## Required work
What you give back must match the records below word for word.

## Collected data
PR #2238, opened 2025-06-26
Remove mResultText in AudioWorkloadTestRunner.h

robertwu1:
Everything else in this file is atomic or locked in #2237

### DIFF
--- a/apps/OboeTester/app/src/main/cpp/cpu/AudioWorkloadTestRunner.h
+++ b/apps/OboeTester/app/src/main/cpp/cpu/AudioWorkloadTestRunner.h
@@ -33,7 +33,7 @@
  * Example usage:
  * start();
  * while(!stopIfDone()) { getStatus(); sleep(); }
- * getResultText();
+ * getResult(); getXRunCount();
  *
  */
 class AudioWorkloadTestRunner {
@@ -81,10 +81,6 @@ public:
         }
 
         if (mAudioWorkloadTest.open() != static_cast<int32_t>(oboe::Result::OK)) {
-            {
-                std::lock_guard<std::mutex> lock(mResultTextMutex);
-                mResultText = "Error opening audio stream.";
-            }
             mResult = -1;
             mIsDone = true;
             return -1;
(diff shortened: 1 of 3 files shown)


apps/OboeTester/app/src/main/cpp/cpu/AudioWorkloadTestRunner.h
```diff
@@ -188,6 +202,8 @@ class AudioWorkloadTestRunner {
     std::atomic<bool> mIsRunning{false};
     std::atomic<bool> mIsDone{true};
     std::atomic<int32_t> mResult{0};
+    // Mutex to protect mResultText. Mutable to allow locking in const methods.
+    mutable std::mutex mResultTextMutex;
```
flamme: If you want to lock in a getter, it is more reasonable to make the getter not const

flamme (commented):
It looks like there are too many locks introduced here. Can we just have one lock to protect everything?

apps/OboeTester/app/src/main/cpp/cpu/AudioWorkloadTestRunner.h
robertwu1: Done. Thanks!

apps/OboeTester/app/src/main/java/com/mobileer/oboetester/AudioWorkloadTestRunnerActivity.java
```diff
@@ -60,13 +60,13 @@ public void run() {
...
+                int xRunCount = getXRunCount();
                 if (result == 1) {
-                    mResultTextView.setText("Result: PASS\n" + resultText);
+                    mResultTextView.setText("Result: PASS");
                 } else if (result == -1) {
-                    mResultTextView.setText("Result: FAIL\n" + resultText);
+                    mResultTextView.setText("Result: FAIL\n xRunCount: " + xRunCount);
                 } else {
-                    mResultTextView.setText("Result: UNKNOWN\n" + resultText);
+                    mResultTextView.setText("Result: UNKNOWN\n xRunCount: " + xRunCount);
```
flamme: Looks like line 62 to line 69 are the same as line 142 to 149. How about making a function for it?

robertwu1: Done! Nice catch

## Completed task
PR #2238, opened 2025-06-26
Remove mResultText in AudioWorkloadTestRunner.h

robertwu1:
Everything else in this file is atomic or locked in #2237

### DIFF
--- a/apps/OboeTester/app/src/main/cpp/cpu/AudioWorkloadTestRunner.h
+++ b/apps/OboeTester/app/src/main/cpp/cpu/AudioWorkloadTestRunner.h
@@ -33,7 +33,7 @@
  * Example usage:
  * start();
  * while(!stopIfDone()) { getStatus(); sleep(); }
- * getResultText();
+ * getResult(); getXRunCount();
  *
  */
 class AudioWorkloadTestRunner {
@@ -81,10 +81,6 @@ public:
         }
 
         if (mAudioWorkloadTest.open() != static_cast<int32_t>(oboe::Result::OK)) {
-            {
-                std::lock_guard<std::mutex> lock(mResultTextMutex);
-                mResultText = "Error opening audio stream.";
-            }
             mResult = -1;
             mIsDone = true;
             return -1;
(diff shortened: 1 of 3 files shown)


apps/OboeTester/app/src/main/cpp/cpu/AudioWorkloadTestRunner.h
```diff
@@ -188,6 +202,8 @@ class AudioWorkloadTestRunner {
     std::atomic<bool> mIsRunning{false};
     std::atomic<bool> mIsDone{true};
     std::atomic<int32_t> mResult{0};
+    // Mutex to protect mResultText. Mutable to allow locking in const methods.
+    mutable std::mutex mResultTextMutex;
```
flamme: If you want to lock in a getter, it is more reasonable to make the getter not const

flamme (commented):
It looks like there are too many locks introduced here. Can we just have one lock to protect everything?

apps/OboeTester/app/src/main/cpp/cpu/AudioWorkloadTestRunner.h
robertwu1: Done. Thanks!

apps/OboeTester/app/src/main/java/com/mobileer/oboetester/AudioWorkloadTestRunnerActivity.java
```diff
@@ -60,13 +60,13 @@ public void run() {
...
+                int xRunCount = getXRunCount();
                 if (result == 1) {
-                    mResultTextView.setText("Result: PASS\n" + resultText);
+                    mResultTextView.setText("Result: PASS");
                 } else if (result == -1) {
-                    mResultTextView.setText("Result: FAIL\n" + resultText);
+                    mResultTextView.setText("Result: FAIL\n xRunCount: " + xRunCount);
                 } else {
-                    mResultTextView.setText("Result: UNKNOWN\n" + resultText);
+                    mResultTextView.setText("Result: UNKNOWN\n xRunCount: " + xRunCount);
```
flamme: Looks like line 62 to line 69 are the same as line 142 to 149. How about making a function for it?

robertwu1: Done! Nice catch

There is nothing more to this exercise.